Aanleiding was de uitzending komende maandag van Andere Tijden over een groep Palestijnse gastarbeiders die na de Zesdaagse Oorlog van 1967 niet meer terug naar huis konden. Een van hen was de vader van programmamaker Kefah Allush, die in Bar Laat te gast was. Hij vertelde dat hij de Israëlische bezetting aan de lijve had ondervonden. En hoe geïsoleerd het gezin zich hier voelde omdat ze thuis en heel ander beeld van Israël hadden dan de rest van Nederland. Allush herinnerde zich: „Papa die boos is naar de televisie, papa die staat te roepen naar de televisie.” Ja, nu staat Allush zelf ook wel eens tegen de televisie te schreeuwen. „Ik loop vast in mijn hoofd en mijn buik en mijn hart.”
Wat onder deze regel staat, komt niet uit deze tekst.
PR #556, opened 2018-01-18
refactor(theme/book): Split into modules

### LINKED ISSUE #559: Error in console
`themePopup is undefined` - happens when you scroll immediately after loading the page. Introduced by #551, since `themePopup` is defined after `DOMContentLoaded` is fired, but `hideTheme` is called on scroll, which may happen before the event is fired.

Does not affect the functionality of the page.

sorin-davidoi:
Advantages:
 - Easier to reason about
 - Can easily disable some modules when debugging
 - Shared dependencies are explicit (playpen_text)
 - Enables some fancier things later one (e.g. run `codeSnippets` slightly later, to avoid blocking the page)

I'm aware that `codeSnippets` should be split into the highlighter and the editor, but I'm not sure I understand exactly how they interact so I've left it as it is for now.

~Also replaced some occurences of `let` with `var` (for consistency).~

Closes #559.

### DIFF
--- a/src/theme/book.js
+++ b/src/theme/book.js
@@ -1,18 +1,115 @@
-var html, sidebar, sidebarLinks, sidebarToggleButton, themeToggleButton, themePopup;
+// Fix back button cache problem
+window.onunload = function () { };
 
-document.addEventListener('DOMContentLoaded', function() {
+// Global variable, shared between modules
+function playpen_text(playpen) {
+    let code_block = playpen.querySelector("code");
 
-    // url
-    var url = window.location.pathname;
+    if (window.ace && code_block.classList.contains("editable")) {
+        let editor = window.ace.edit(code_block);
+        return editor.getValue();
+    } else {
+        return code_block.textContent;
+    }
+}
 
-    // Fix back button cache problem
-    window.onunload = function(){};
+(function codeSnippets() {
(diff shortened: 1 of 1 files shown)


projektir:
This looks great! Ran this on RBE, not seeing issues so far...

> Also replaced some occurences of `let` with `var` (for consistency).

This is a bit confusing (maybe even alarming) to me. `let` and `var` do different things, there's no need to make them consistent, and, if anything, `let` should be preferred... changing this could, in theory, change functionality, by making something previously only available to a block available in broader scope.

Probably not the case for this particular code file but I disagree with the reasoning, if anything, we should be moving towards using `let` more.

sorin-davidoi:
There was no need for them to be let in the first place, since they are constants. Should we make the switch they other way around - only use const and let?

projektir:
Yes, we can fix all that up in a different PR. LGTM, would probably be best if another person also pulls this down and checks for issues, though.

Havvy:
All of the empty lines have an extra space on them.

Michael-F-Bryan:
@sorin-davidoi, #557 is fixed now so if you rebase onto `master` all the CI checks should pass.

This looks like it's ready to merge, although you'll probably want to clean up the whitespace issue @Havvy mentioned first.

En toen moest in Amsterdam de nacht nog beginnen, de nacht waarin Israëlische supporters van voetbalclub Maccabi Tel Aviv werden aangevallen door pro-Palestijnse demonstranten. Israëlische politici noemden het een „pogrom”. De Amsterdamse politie sprak van „wat opstootjes”.
Fris Amsterdam
Voor een romantischer beeld van Amsterdam zorgde Bij ons op de Wallen (NPO3). Deze leuke realityserie laat de Amsterdamse buurt zien als een schoon en fris oord van feesten en plezier. In het begin van de reeks zaten boze buurtbewoners die zelf optreden tegen de geluidsoverlast en de rotzooi in hun straat. Maar daklozen, straatdealers en dronken toeristen blijven buiten beeld.
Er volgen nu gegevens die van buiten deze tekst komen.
Issue #558, opened 2018-01-19
0.1 Release Prerequisites


Michael-F-Bryan:
As @projektir mentioned (https://github.com/rust-lang-nursery/mdBook/issues/482#issuecomment-358526332), it's about time to do a major version bump. Technically this should have been done when the configuration format was updated (#457), but I didn't realise that PR was backwards incompatible until after the fact :disappointed: 

Before we bump from `0.0.x` to `0.1` we'll probably want to resolve the following issues, seeing as they directly affect the user.

- [x] Make sure Appveyor works again so we get compiled binaries (#557) 
- [x] Document as much of the crate as possible (#543)
- [x] Error in console (#559)

(fixes #481, fixes #368)

sorin-davidoi:
I'd say #559 should be fixed as well.

Michael-F-Bryan:
Good idea. I don't know if there are any other issues we *need* to resolve before making a release, but let me know if you can think of anything.

sorin-davidoi:
Including a Rust file seems broken - taking a look (https://rust-lang-nursery.github.io/mdBook/format/rust.html).

Michael-F-Bryan:
Looks like we've checked everything off for this so I'm (finally) going to make another release :tada:

Michael-F-Bryan:
0.1.0 was just published.

PR #561, opened 2018-01-19
Added a windows-specific `tee` equivalent

### LINKED ISSUE #557: Appveyor builds are broken
One of the integration tests for alternate backends [calls out to `tee`][t] to write `stdin` to a file. Because the `tee` program doesn't exist on Windows, appveyor builds are failing.

[t]: https://github.com/rust-lang-nursery/mdBook/blob/80f42675d6b72b64447d71fc140784ea96b6bba7/tests/alternate_backends.rs#L37

Michael-F-Bryan:
This currently breaks appveyor builds because we're assuming the `tee` command will be available when testing alternate backends and the `CmdRenderer`.

(fixes #557)

### DIFF
--- a/src/renderer/mod.rs
+++ b/src/renderer/mod.rs
@@ -151,7 +151,7 @@ impl Renderer for CmdRenderer {
     }
 
     fn render(&self, ctx: &RenderContext) -> Result<()> {
-        info!("Invoking the \"{}\" renderer", self.cmd);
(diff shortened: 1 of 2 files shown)


Michael-F-Bryan:
I've temporarily disabled the `backends_receive_render_context_via_stdin` test in `tests/alternate_backends.rs` so appveyor passes again. Once we release `0.1` (#558) I'll be able to come back and fix this properly.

Bij ons op de Wallen draait om vier stereotype personages. De bejaarde Lidia die met haar scootmobiel van kroeg naar kroeg zwiert terwijl ze vrolijk „tuut tuut!” roept, is een „rasechte Amsterdammer” volgens het boekje. Ook de erotisch e artiest Kyla die optreedt in de kink- en fetisj-scene, is een opgeruimde, ambitieuze vrouw zoals we die graag zien. Haar moeder brengt haar met de auto naar optredens. De twee andere personages krijgen een twist mee. Zingende barman Syad die iedere avond een feestje bouwt in zijn kroeg is van huis uit een Afghaanse vluchteling. Raamexploitant Pim is een Zuidas-type die over zijn bedrijf praat alsof hij vergaderruimtes verhuurt.
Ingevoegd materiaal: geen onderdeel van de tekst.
PR #563, opened 2018-01-21
feat(src/theme): Scrollbar theme

sorin-davidoi:
Unfortunately, it only works in WebKit browsers for the moment. There is a [new spec](https://www.w3.org/wiki/Css-scrollbars) being written which will hopefully gain more traction.

# Before
image

# After
image

### DIFF
--- a/src/theme/book.css
+++ b/src/theme/book.css
@@ -340,6 +340,12 @@ html:not(.sidebar-visible) #menu-bar:not(:hover).folded > #menu-bar-sticky-conta
   background-color: #fafafa;
   color: #364149;
 }
+.light .sidebar::-webkit-scrollbar {
+  background: #fafafa;
+}
+.light .sidebar::-webkit-scrollbar-thumb {
+  background: #364149;
+}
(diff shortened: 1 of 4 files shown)


Michael-F-Bryan:
Is the purpose of this just to make the scrollbar more aesthetic? It sounds like this isn't really a standardised feature just yet, more a browser-specific extension to CSS... Is it wise to include something not standardised as part of the UI?

I'll go back over that RFC about Rust's online content guidelines again and see what they say there.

In zijn verhaal schemert wel iets door van de politieke strijd om de Wallen. Burgemeester Halsema wil de raamprostitutie op de Wallen niet alleen stevig reguleren – waar Pim van profiteert – maar ook verminderen. Met dit doel bouwt ze aan de Zuidas een omstreden Erotisch Centrum. Pim betoogde eerder in Het Parool dat raamprostitutie veiliger is dan huisprostitutie en bordelen, die zich meer aan het zicht van de gemeente onttrekken. Bestrijding van de raamprostitutie jaagt sekswerkers juist de illegaliteit in.
Dat kun je allemaal tussen de regels lezen. Verder is dit reality, en die heeft niet zoveel met de werkelijkheid te maken.